First we set the integration interval as mentioned in equation (\(\ref{eq:op11}\)) and choose the parameter \(L=10\) as mentioned in that section. We present the results for three different strike prices \(K=80,100,\) and \(120\).
COS method prices are shown against the BS prices.
The figure above (\(\ref{fig1}\)) depicts the price computed for three different strikes \(K=80,100,\) and \(120\) where the blue solid line represents the price computed by the BS model and the red dashed line repesents the prices computed by the COS method. Next we represent the absolute error and CPU time usuage for the COS method as the measure of the performance.
| N | N16 | N32 | N64 | N128 |
|---|---|---|---|---|
| msec. | 3.66e-01 | 3.710000e-01 | 4.164400e-01 | 4.241371e-01 |
| abs. err. K=80 | 3.66e+00 | 7.441700e-01 | 1.922192e-02 | 1.305295e-07 |
| abs. err. K=100 | 3.88e+00 | 5.279164e-01 | 1.515078e-02 | 3.868614e-07 |
| abs. err. K=120 | 3.17e+00 | 8.132994e-01 | 2.135178e-02 | 3.496943e-07 |
As we can see from table (\(\ref{tab1}\)), the number of point estimation \(N\) does not increase significantly. Also the errors reduces as we increase \(N\).
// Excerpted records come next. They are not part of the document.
PR #15027, opened 2024-06-10
Update cron-trigger.md

alejandro-pigeon:


kodster28 (changes requested):
Howdy @openai-research, you're introducing a typo instead of fixing one?

PR #15062, opened 2024-06-12
[Docs Site] Tab Switcher bug fixes

KianNH:
Fixes:
  * issue when `default` tabs contained a space since we wasn't wrapping the selector in quotes
  * issue when the `label` on a `tab` wasn't lower-cased (we `lower`'d the labels in `tabs` but not in `tab`, meaning the IDs were different case)
  * issue with `no-code` labels adding an `active` class (we handle this in client-side JS)
  
Tested on:
  * [js-ts-py labels](https://kian-pcx-11272.cloudflare-docs-7ou.pages.dev/workers/examples/return-html/)
  * [no-code labels](https://kian-pcx-11272.cloudflare-docs-7ou.pages.dev/ai-gateway/configuration/caching/)
  * [spaces + punctuation in labels](https://kian-pcx-11272.cloudflare-docs-7ou.pages.dev/cloudflare-one/connections/connect-devices/warp/deployment/mdm-deployment/switch-organizations#switch-organizations-in-warp)
  * [tabs set as explicit default](https://kian-pcx-11272.cloudflare-docs-7ou.pages.dev/hyperdrive/configuration/connect-to-postgres/#postgresjs)

### DIFF
--- a/assets/events.ts
+++ b/assets/events.ts
@@ -130,7 +130,7 @@ export function tabs() {
           const tabId = parts.slice(0, parts.length - 1).join("-");
 
           const defaultTabLabel = wrappers[i].querySelector(
-            `a[data-link=${tabId}]`
+            `a[data-link="${tabId}"]`
           );
 
           (defaultTab as HTMLElement).style.display = "block";
--- a/layouts/shortcodes/tabs.html
+++ b/layouts/shortcodes/tabs.html
@@ -1,13 +1,16 @@
-{{- $text := .Get "labels" -}} {{- $labels := split $text " | " -}}
-{{ $unique_id := substr (md5 .Inner) 0 16 }}
+{{- $text := .Get "labels" -}}
+{{- $labels := split $text " | " -}}
+{{- $unique_id := lower (substr (md5 .Inner) 0 16) -}}
 
 <div class="tabs-wrapper" tab-wrapper-id="{{$unique_id}}">
 <nav role="navigation" class="tabs">
 <ul class="tab-active" block-id="{{$unique_id}}">
-{{ range $idx, $txt := $labels }} {{- $link := replace $txt "/" "-"}}
+{{ range $idx, $txt := $labels }}
+{{- $link := replace $txt "/" "-" -}}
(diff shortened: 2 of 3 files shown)


layouts/shortcodes/tabs.html
```diff
@@ -106,7 +109,7 @@
 </a>
 
 {{ else }}
-<a class="tab-label noCodeLabel {{ if eq $idx 0 }}active{{ end }}" href="#" data-link="tab-{{lower $link}}" data-id="{{lower $unique_id}}">
```
KianNH, line 109: `{{ if eq $idx 0 }}active{{ end }}` conflicts with adding a `default="true"` label that isn't the first label (it highlighted both as active). We already do `if idx === 0 then active` logic in JS.

layouts/shortcodes/tabs.html
```diff
@@ -1,13 +1,16 @@
...
+{{- $labels := split $text " | " -}}
+{{- $unique_id := lower (substr (md5 .Inner) 0 16) -}}
 
 <div class="tabs-wrapper" tab-wrapper-id="{{$unique_id}}">
 <nav role="navigation" class="tabs">
 <ul class="tab-active" block-id="{{$unique_id}}">
-{{ range $idx, $txt := $labels }} {{- $link := replace $txt "/" "-"}}
+{{ range $idx, $txt := $labels }}
+{{- $link := replace $txt "/" "-" -}}
+{{- $dataLink := printf "tab-%s" (lower $link) }}
```
KianNH, line 10: We lowercase IDs across the board for simplicity which means `label` on `tab` can now be the same casing, or different, to the `labels` on the `tabs`.

assets/events.ts
```diff
@@ -130,7 +130,7 @@ export function tabs() {
           const tabId = parts.slice(0, parts.length - 1).join("-");
 
           const defaultTabLabel = wrappers[i].querySelector(
-            `a[data-link=${tabId}]`
+            `a[data-link="${tabId}"]`
```
KianNH, line 133: This is since labels can contain spaces, like `rest api`.

kodster28 (approved):

PR #15071, opened 2024-06-13
[DNS] Clarify Multi-signer as the only DNSSEC option for outgoing zone transfers

dom-cf:
Currently the docs do not state which DNSSEC options are compatible with outgoing zone transfers.


ghost (approved):

RebeccaTamachiro:
Raised PCX-11428 and waiting a bit to merge this as there was a new reply on the original thread.

RebeccaTamachiro:
Thanks again for flagging this! Moving to https://github.com/cloudflare/cloudflare-docs/pull/15926

PR #15080, opened 2024-06-13
06-12 release notes for workers

garrettgu10:


data/changelogs/workers.yaml
```diff
@@ -5,6 +5,9 @@ productLink: "/workers/"
 productArea: Developer platform
 productAreaLink: /workers/platform/changelog/platform/
 entries:
+- publish_date: '2024-06-12'
+  description: |-
+    - Blob and Body objects now include a new `bytes()` method.
```
irvinebroque: can we clarify that this is part of standard and link to it?

garrettgu10: I don't think this is standard? Maybe @jasnell knows more about this

irvinebroque: if not standard then we need link and docs

KianNH: Seems to be a recent addition to the two standards: https://github.com/whatwg/fetch/commit/1085f4fbfeebda8d4fa5efcb6c5c7350953e524b & https://github.com/w3c/FileAPI/commit/85b18bc93d934bfafe0c46ad285adc457f5017df

ObsidianMinor (approved):

irvinebroque (approved):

In this section we present a similar numerical results that we provided for the COS method. For the inverse transformations, we use the box muller transformation. Here we generate \(N=10,000\) asset price paths and estimate 40 of the option prcies for \(K=100\) and we obtain the following figure
40 Estimates of the option price for K=100 by RQMC method
The mean of the 40 estimates is very close to the true mean by Black-Scholes option price for case \(K=100\). We run few more simulations changing \(K\) values and obtained similar close approximations. However, run-time is significantly higher for the RQMC approximations.
Now we present the combined summary of the numerical experiments we had so far. In table (\(\ref{tab2}\)) and (\(\ref{tab3}\)) we see that both of the methods works very well. However, run time is higher for the randomized quasi-Monte Carlo method, but absolute error is less than that of the COS method.
| K | BS | COS | COS.Abs.Err | COS.RT.msec |
|---|---|---|---|---|
| 80 | 20.80 | 21.54 | 7.4e-01 | 0.36600 |
| 100 | 3.66 | 3.13 | 5.3e-01 | 0.37100 |
| 120 | 0.04 | 0.85 | 8.1e-01 | 0.41644 |
| K | BS | RQMC | RQMC.Abs.Err | RQMC.RT.sec |
|---|---|---|---|---|
| 80 | 20.80 | 20.81 | 1.0e-02 | 8.32 |
| 100 | 3.66 | 3.73 | 7.0e-02 | 8.38 |
| 120 | 0.04 | 0.18 | 1.4e-01 | 8.69 |
In figure (\(\ref{fig3}\)) we see the combined option price estimations for those three strike prices. We notice that the RQMC gives more closer approximation to the BS estimate.
Price comparision of BS method, COS method, and RQMC method
In conclusion, we conclude that RQMC provides a better approximation for estimating the European option price. Even though it takes a bit longer to converge, still RQMC may be preferred over the COS method. Since using a large number of point estimations in the COS method provides overfitting and a too-small interval of the estimation, therefore, RQMC method may be chosen over the COS method. Moreover, the COS method requires more parameters to estimate the option price, and choosing the truncation interval parameter \(L\) may cause an increase in the error estimation.